Enrollment in Agriculture at UPLB Sharply Declines

As students flock to other popular courses, enrollment in agriculture has been declining in the last few decades, posing a “serious threat” to the country’s food security, according to a researcher at the University of the Philippines Los Baños.

UP Los Baños. Photo Credit: Inquirer.net

Speaking at a recent agritourism conference, Jesusita Coladilla of the UPLB School of Environmental Science and Management (Sesam) bared that fewer students have been taking up agriculture at the university, the country’s premier agricultural studies school.

Coladilla noted that only 4.7 percent of roughly 9,300 undergraduate students at the university were enrolled in the course this school year, a drastic decline from 43 percent in 1995 and 51 percent in 1980.

This trend would “undoubtedly pose a serious threat [to] the country’s agricultural labor force and the country’s food security” if it continued, Coladilla said.

“The trend is similar in other higher education institutes offering BS Agriculture programs, an indication that agriculture is becoming the least appealing career choice,” she said.
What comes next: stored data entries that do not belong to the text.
PR #4655, opened 2021-04-05
[NON-MODULAR] Blob can't delay the end of the round for an hour.

SpookyTheFox:
Commented out both the set and clear for blob's hostile environment shuttle lock.

## About The Pull Request
This is because we have blob victory set to a ridiculous 700 tiles, when the battle is pretty clearly decided somewhere around the 200 mark. This results in long drawn out stalemates that mostly result in administrators nuking the station or just ending the round. 

## Why It's Good For The Game
If players are not having fun, their shuttle vote should be respected and the round should end a reasonable amount of time later, not make everyone wait for an hour.

## Changelog
:cl:
qol: Blob no longer holds up the round ending.
/:cl:

### DIFF
--- a/code/modules/antagonists/blob/overmind.dm
+++ b/code/modules/antagonists/blob/overmind.dm
@@ -65,7 +65,7 @@ GLOBAL_LIST_EMPTY(blob_nodes)
 	color = blobstrain.complementary_color
 	if(blob_core)
 		blob_core.update_appearance()
-	SSshuttle.registerHostileEnvironment(src)
+	// SSshuttle.registerHostileEnvironment(src) SKYRAT EDIT removal
 	. = ..()
 	START_PROCESSING(SSobj, src)
 
@@ -202,7 +202,7 @@ GLOBAL_LIST_EMPTY(blob_nodes)
 	GLOB.overminds -= src
 	QDEL_LIST_ASSOC_VAL(strain_choices)
 
-	SSshuttle.clearHostileEnvironment(src)
+	// SSshuttle.clearHostileEnvironment(src) SKYRAT EDIT removal
 	STOP_PROCESSING(SSobj, src)
 
 	return ..()


gonenoculer5:
Or, or, heres an idea, **change the win value for blob.**

YakumoChen:
Lower the win amount. Letting people shuttle away let's them just avoid the blob instead of fighting it if it's starting to win

There are a lot admins can do about blob too to influence the fight,  including calling ERTs or allowing the nuke.

Shuttling away from the blob doesnt make sense IC either. It's a biohazard that would spread if allowed to go to Centcomm.

SpookyTheFox:
> Lower the win amount. Letting people shuttle away let's them just avoid the blob instead of fighting it if it's starting to win

Ok, you make that PR.

> There are a lot admins can do about blob too to influence the fight, including calling ERTs or allowing the nuke.

They do, pretty much every time. It doesn't un-break the round. It usually doesn't help at all. And situations that require continuous admin intervention to make the game playable are bad, even as controlled events.

> Shuttling away from the blob doesnt make sense IC either. It's a biohazard that would spread if allowed to go to Centcomm.

Let's not pretend there's an IC reason for the emergency shuttle lock.

Guidesu:
Honestly i don't think civilians should fight blob...
Like taking idea from Bay for example or Vesta.
Only military or trained personal should fight against biohazard and only in extreme situations should an civilian go it-self fight against the blob.
Risking civilian lives on an biohazard is an no go.
Evacuation is way better even if the biohazard wons the station.
Fast evacuation means the biohazard will not be on CC

Guidesu:
So good change!

SpaceVampire:
https://github.com/Skyrat-SS13/Skyrat-tg/pull/4661
I just changed the win amount along with nerfing it, because that was the real issue.

YakumoChen:
> Ok, you make that PR.

I think blob is fine, so no.

> They do, pretty much every time. It doesn't un-break the round. It usually doesn't help at all. And situations that require continuous admin intervention to make the game playable are bad, even as controlled events.

If the blob is good it deserves greentext. If the blob is consistently winning every time then nerf it.

> > Shuttling away from the blob doesnt make sense IC either. It's a biohazard that would spread if allowed to go to Centcomm.

That _is_ the reason for the shuttle lock. It's an extremely dangerous biohazard that locks the shuttle as part of a quarantine. The shuttle lock has existed for the entirety of since Blob was introduced as a game mode, for that explicit reason.

> Risking civilian lives on an biohazard is an no go.
> Evacuation is way better even if the biohazard wons the station.

That's how you get a blob to spread. Say it 'infects' a civilian or rides aboard the shuttle as it leaves, then you have Centcomm infected with The Blob.


The Blob is a round ending antagonist. If the round is going to end by nature of The Blob, it should be done on The Blob's terms.

FlamingLily:
Bad PR, if the blob is going to win with no way to stop it, the Captain should take some goddamn initiative and prime the nuke, followed by evacuating the crew to lavaland. There's no reason to break quarantine ICly, and nuking the station also ends the round.

Nuking the blob counts, or should count, as a blob victory.

SpookyTheFox:
> 
> 
> Bad PR, if the blob is going to win with no way to stop it, the Captain should take some goddamn initiative and prime the nuke, followed by evacuating the crew to lavaland. There's no reason to break quarantine ICly, and nuking the station also ends the round.
> 
> Nuking the blob counts, or should count, as a blob victory.

That is an acceptable solution. However. By the time a captain realizes what they are up against, they usually can no longer do that, and it's still subject to admin intervention. Being unable to even do it using the in character method, and needing admins to trigger the nuke to end the round, speaks volumes about the current state of blob.

There are some alternatives to this PR being proposed now, I look forward to seeing what solutions are offered up.

SpookyTheFox:
@SpaceVampire has put forth a reasonable sounding solution that I would like to try first.
https://github.com/Skyrat-SS13/Skyrat-tg/pull/4661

Figures from the Commission on Higher Education affirmed Coladilla’s observation.

When lumped together with other courses like forestry, fisheries and veterinary medicine, agriculture has seen a decline in enrollment in the last seven years, with total number of students numbering 61,901 this year, a dip from 63,913 in school year 2005-2006.

Coladilla made the remarks at the 1st National Agritourism Research Conference held by the Southeast Asian Regional Center for Graduate Study and Research in Agriculture (Searca) and the UP Diliman Institute of Tourism.